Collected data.
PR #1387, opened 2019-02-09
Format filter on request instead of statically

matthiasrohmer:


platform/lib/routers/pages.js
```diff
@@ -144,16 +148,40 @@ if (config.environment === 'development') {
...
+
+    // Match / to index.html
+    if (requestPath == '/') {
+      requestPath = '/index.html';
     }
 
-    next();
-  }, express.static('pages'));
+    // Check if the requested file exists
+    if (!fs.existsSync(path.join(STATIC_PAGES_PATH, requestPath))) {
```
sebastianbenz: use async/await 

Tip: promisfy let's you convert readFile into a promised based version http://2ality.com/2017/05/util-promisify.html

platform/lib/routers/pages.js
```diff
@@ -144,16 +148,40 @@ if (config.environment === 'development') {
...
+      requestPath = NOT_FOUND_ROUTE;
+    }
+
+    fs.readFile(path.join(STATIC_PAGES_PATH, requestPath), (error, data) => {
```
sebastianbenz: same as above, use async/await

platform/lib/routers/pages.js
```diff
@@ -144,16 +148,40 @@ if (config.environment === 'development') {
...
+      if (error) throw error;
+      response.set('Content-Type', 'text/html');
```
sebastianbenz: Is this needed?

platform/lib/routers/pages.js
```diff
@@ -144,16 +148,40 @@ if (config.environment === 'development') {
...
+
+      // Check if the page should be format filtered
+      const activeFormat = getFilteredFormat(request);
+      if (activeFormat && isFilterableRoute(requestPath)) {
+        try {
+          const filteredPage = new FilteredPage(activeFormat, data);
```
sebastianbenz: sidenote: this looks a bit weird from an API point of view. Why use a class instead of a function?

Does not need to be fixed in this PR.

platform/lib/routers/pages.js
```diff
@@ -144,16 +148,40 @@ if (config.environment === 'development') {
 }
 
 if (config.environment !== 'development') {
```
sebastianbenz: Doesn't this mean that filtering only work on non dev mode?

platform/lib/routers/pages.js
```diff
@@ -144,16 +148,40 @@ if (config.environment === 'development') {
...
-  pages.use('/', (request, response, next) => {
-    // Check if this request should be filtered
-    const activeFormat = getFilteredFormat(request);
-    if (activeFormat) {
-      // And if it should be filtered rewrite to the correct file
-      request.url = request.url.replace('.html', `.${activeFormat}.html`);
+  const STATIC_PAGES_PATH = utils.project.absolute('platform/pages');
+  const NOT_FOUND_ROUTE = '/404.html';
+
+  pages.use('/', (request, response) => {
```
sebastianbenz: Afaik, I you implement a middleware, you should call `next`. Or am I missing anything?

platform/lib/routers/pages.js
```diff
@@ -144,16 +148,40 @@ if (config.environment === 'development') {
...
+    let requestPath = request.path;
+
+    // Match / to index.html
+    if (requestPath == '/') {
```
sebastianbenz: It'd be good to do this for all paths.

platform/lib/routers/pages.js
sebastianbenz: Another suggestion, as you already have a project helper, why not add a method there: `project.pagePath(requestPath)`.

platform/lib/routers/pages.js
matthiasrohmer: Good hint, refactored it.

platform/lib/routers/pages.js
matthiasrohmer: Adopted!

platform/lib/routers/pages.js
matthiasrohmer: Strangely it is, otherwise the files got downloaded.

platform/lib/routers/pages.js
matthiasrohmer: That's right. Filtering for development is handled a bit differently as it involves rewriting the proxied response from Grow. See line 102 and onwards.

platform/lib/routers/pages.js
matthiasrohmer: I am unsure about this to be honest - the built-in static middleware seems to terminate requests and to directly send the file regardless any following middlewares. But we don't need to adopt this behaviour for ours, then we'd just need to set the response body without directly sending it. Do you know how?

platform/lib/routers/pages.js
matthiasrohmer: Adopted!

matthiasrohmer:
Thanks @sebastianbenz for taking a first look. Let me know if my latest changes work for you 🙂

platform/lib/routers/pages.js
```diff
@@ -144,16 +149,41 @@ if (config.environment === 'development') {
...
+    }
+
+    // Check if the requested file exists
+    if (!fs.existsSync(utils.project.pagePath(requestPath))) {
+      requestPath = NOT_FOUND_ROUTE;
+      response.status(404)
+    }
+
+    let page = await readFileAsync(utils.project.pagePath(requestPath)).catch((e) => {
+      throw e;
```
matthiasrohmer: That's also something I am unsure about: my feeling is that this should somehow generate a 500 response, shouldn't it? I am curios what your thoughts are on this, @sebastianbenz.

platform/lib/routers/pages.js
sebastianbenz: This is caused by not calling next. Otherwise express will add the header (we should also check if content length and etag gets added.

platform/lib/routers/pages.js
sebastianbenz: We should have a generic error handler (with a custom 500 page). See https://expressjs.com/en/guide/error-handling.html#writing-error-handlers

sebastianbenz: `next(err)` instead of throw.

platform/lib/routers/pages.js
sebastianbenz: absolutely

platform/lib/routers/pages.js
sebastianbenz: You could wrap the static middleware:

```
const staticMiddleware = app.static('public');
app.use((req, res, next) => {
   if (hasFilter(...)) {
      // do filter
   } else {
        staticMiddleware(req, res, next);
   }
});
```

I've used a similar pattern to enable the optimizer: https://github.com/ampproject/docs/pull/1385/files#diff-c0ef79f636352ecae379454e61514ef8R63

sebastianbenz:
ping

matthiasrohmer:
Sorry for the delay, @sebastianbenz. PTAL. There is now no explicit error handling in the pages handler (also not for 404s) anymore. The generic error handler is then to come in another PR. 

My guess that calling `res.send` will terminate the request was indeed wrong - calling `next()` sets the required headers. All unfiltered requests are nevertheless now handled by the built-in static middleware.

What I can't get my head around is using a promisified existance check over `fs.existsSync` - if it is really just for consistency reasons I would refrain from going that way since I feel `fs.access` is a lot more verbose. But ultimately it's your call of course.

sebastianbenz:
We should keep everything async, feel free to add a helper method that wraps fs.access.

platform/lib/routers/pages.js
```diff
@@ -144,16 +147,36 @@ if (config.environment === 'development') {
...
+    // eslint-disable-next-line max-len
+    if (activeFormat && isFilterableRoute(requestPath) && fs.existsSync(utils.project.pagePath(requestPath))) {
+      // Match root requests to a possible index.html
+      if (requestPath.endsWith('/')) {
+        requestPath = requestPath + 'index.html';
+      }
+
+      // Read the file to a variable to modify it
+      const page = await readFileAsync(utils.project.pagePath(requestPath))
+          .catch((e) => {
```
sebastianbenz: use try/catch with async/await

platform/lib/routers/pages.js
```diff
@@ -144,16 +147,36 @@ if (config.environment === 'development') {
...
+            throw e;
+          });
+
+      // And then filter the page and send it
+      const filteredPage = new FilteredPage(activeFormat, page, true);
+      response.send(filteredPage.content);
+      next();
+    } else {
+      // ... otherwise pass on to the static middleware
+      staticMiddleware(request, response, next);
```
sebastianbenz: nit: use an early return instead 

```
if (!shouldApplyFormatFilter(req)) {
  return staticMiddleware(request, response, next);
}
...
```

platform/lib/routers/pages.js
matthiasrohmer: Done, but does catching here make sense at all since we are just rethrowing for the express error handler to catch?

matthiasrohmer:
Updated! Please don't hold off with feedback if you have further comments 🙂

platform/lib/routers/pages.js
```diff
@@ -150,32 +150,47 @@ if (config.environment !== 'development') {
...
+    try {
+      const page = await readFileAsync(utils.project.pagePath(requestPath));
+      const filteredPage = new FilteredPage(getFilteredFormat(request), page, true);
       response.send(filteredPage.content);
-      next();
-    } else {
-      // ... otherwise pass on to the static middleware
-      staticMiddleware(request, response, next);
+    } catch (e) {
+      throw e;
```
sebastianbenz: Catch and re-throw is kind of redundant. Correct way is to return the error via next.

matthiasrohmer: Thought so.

--

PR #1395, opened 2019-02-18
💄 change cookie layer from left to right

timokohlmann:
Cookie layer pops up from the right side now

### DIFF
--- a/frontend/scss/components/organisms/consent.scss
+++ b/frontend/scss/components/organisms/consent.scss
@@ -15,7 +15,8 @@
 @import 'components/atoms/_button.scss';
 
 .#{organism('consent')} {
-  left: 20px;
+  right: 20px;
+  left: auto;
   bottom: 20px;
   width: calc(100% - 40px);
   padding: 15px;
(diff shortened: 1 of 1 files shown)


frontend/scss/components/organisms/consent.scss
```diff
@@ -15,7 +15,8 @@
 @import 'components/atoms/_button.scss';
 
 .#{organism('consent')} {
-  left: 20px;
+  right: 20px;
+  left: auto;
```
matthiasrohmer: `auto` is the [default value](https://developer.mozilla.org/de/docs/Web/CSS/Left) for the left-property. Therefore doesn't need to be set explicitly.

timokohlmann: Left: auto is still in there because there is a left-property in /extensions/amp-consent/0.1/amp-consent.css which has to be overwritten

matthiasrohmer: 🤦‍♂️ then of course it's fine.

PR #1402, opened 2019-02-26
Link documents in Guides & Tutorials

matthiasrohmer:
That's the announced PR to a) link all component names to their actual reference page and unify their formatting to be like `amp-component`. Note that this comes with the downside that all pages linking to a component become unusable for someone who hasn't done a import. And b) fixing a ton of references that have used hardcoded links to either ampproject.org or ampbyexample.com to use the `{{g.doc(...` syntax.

---

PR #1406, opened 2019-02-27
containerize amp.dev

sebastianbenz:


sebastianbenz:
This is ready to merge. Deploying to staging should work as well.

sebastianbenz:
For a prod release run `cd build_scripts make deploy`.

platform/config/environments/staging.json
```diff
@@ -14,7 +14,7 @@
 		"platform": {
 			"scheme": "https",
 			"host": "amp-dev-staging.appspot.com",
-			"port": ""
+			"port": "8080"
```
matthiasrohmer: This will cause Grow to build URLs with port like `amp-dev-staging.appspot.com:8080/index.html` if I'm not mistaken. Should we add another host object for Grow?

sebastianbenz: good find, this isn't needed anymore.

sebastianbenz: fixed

Task to carry out.
Wherever a line of the entries holds the string "unsure", copy that line.

Solution for this task.
matthiasrohmer: I am unsure about this to be honest - the built-in static middleware seems to terminate requests and to directly send the file regardless any following middlewares. But we don't need to adopt this behaviour for ours, then we'd just need to set the response body without directly sending it. Do you know how?
matthiasrohmer: That's also something I am unsure about: my feeling is that this should somehow generate a 500 response, shouldn't it? I am curios what your thoughts are on this, @sebastianbenz.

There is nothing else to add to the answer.